# Bubble counter glass fittings help



## Ghettofarmulous (1 Oct 2013)

Iv been having some trouble with my bubble counter since i installed it. I fill the glass with water but within a day it has passed through the NRV and down the 6 mm air line. Its a custom bubble-counter and iv been trying to find a permanent way of setting it up. I would very much like some suggestions on how to keep the water in the glass, it doesnt have to look good as i can hide the inlets and outlets. Maybe a better NRV or i have thought of putting a syringe needle on the outlet side



Right now its a rubber sleve with a plastic NRV.


----------



## Ghettofarmulous (10 Nov 2013)

Sorry lads im still having leaking problems. Is there anybody with experience on plumping or fittings that might solve my problem. 

Connecting a 1/2 " glass tube to a NRV?

Thanks


----------



## Andy D (10 Nov 2013)

What is the sleeve for?

Can you post a picture of the set-up showing the bubble counter connected?


----------



## Ghettofarmulous (4 Feb 2014)

Been moving house so a bit late with the update.

Here are a few pictures of what im working with.The glass tube is OD 12 mm. I would very much like to connect the glass to the 6mm line in a better way but the NRV's are the only ones I can find that fit into the black rubber slieve. Agan, the difficulty im facing is the water passing *through* the NRV and into the lines going back to the solenoid, needle valve and regulator.


Plastic NRV, rubber slieve ID 12mm and syringe needle.

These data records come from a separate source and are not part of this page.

Issue #2029, opened 2025-11-05
Update PAL in rocm-systems for ubertrace profiles


jayhawk-commits:
The patch [`0002-Revert-SWDEV-543498-Some-compute-Ubertrace-profiles-.patch`](https://github.com/ROCm/TheRock/blob/595de0c74bbede891c6a5e9ad0844e5d3e5ed2c8/patches/amd-mainline/rocm-systems/0002-Revert-SWDEV-543498-Some-compute-Ubertrace-profiles-.patch) is present because it points to code that does not exist in the current version of PAL in `ROCm/rocm-systems`.

Two pull requests from rocm-systems are making changes to the files that were patched.
ROCm/rocm-systems#1587
ROCm/rocm-systems#1680

The sequence should be:
1. update PAL in rocm-systems
2. bump submodule in TheRock and delete the patch
3. unblocks the above PRs.

jayhawk-commits:
CC @pcritchl-amd @lancesix @idass1990 @litvaOo

jayhawk-commits:
PAL has been updated and the ubertrace patch has been removed. A change will be made on rocm-systems and the pending PRs can proceed.

jayhawk-commits:
Change has been made on rocm-systems.

jayhawk-commits:
PAL update was reverted in #2154 and the ubertrace code was patched out again. Re-opening, albeit late.

jayhawk-commits:
ROCm/rocm-systems#2672 updated PAL, which should include the ubertrace profile functions

jayhawk-commits:
The patch was removed on TheRock repo.

PR #3570, opened 2026-02-23
[patches] drop ubertrace patch due to amdgpu-windows-interop update

jayhawk-commits:
- The patched out functions are available with the updated PAL.


jayhawk-commits:
> Do we have CI coverage for what this patch was addressing? Is there a tracking issue?
> 
> LGTM if CI passes, and those questions have good answers ;)

The previous removal of the patch was tracked in #2029, but it looks like I forgot to re-open the issue when the PAL update was reverted around the time I went on vacation. With the older amdgpu-windows-interop and without the patches, TheRock compilation on Windows would fail because those ubertrace functions did not exist on the PAL interfaces. The CI coverage for this PR would be the hip runtimes compiling OK on Windows.

PR #3584, opened 2026-02-24
Users/ibrahimw1/pr test origami

ibrahimw1:
## Submission Checklist


marbre:
No need to open a PR for pure testing. You can trigger the CI to run on a specific branch and limit for which architecture you want to build and test. This saves compute and creates less noise.

astrelsky:
Origami appears to be using nanobind to expose it to python. This doesn't support using the python stable abi until python3.12. It doesn't look like there is a lot exposed by the bindings, so it might not even be difficult to do it manually, or figure out what everything else in therock is using.

PR #3588, opened 2026-02-24
Add amd llvm C++ headers to build artifacts

JonathanLichtnerAMD:
C++ headers are needed for runtime kernel compilation. Without these, kernel runtime compilation can fail due to missing includes for <type_traits> and other standard library headers.

## Motivation

Certain MIOpen unit tests fail during runtime compilation because the type_traits include could not be found:
```
/tmp/comgr-209-20-187dbd/include/miopen_type_traits.hpp:151:10: fatal error: 'type_traits' file not found
  151 | #include <type_traits>
      |          ^~~~~~~~~~~~~
```

However, this same test passes if the rock is built locally.

## Technical Details

The rock build artifacts are missing the C++ headers, so this change adds these headers.

## Test Plan

Download the artifacts built as part of this PR's CI and then verify that the affected tests pass.

## Test Result

- [x] Verify that " ./miopen_gtest --gtest_filter=Full/GPU_LstmMSRnn_FP32.TestFloat/1451*" passes from this PR's CI artifacts, as well as other MIOpen unit tests that were failing due to this

## Submission Checklist


JonathanLichtnerAMD:
I've verified that this change fixes the hip runtime issue.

Inlet coming from Needle valve, Solenoid and Reg.


Upclose of syringe needle


Outlet leading to diffuser


Front view showing bottom connection


----------



## Ghettofarmulous (4 Feb 2014)

Here is a video of it running if this helps


----------



## vauxhallmark (17 Jun 2014)

I'm finding your photo "outlet leading to diffuser" very difficult to understand. If the tube you're using to count bubbles is beneath it, and the diffuser is above it, then the non return valve is the wrong way round - or is the photo upside down?

Any clarification would help!

Mark

(PS did you pay for that, or make it out of bits and bobs? Looks a bit over-engineered! But very smart!)


----------



## Andy Thurston (17 Jun 2014)

I'd start by fitting a decent check valve instead of ebay rubbish. Its no wonder your water is leaking back towards your regulator, needle valve etc


----------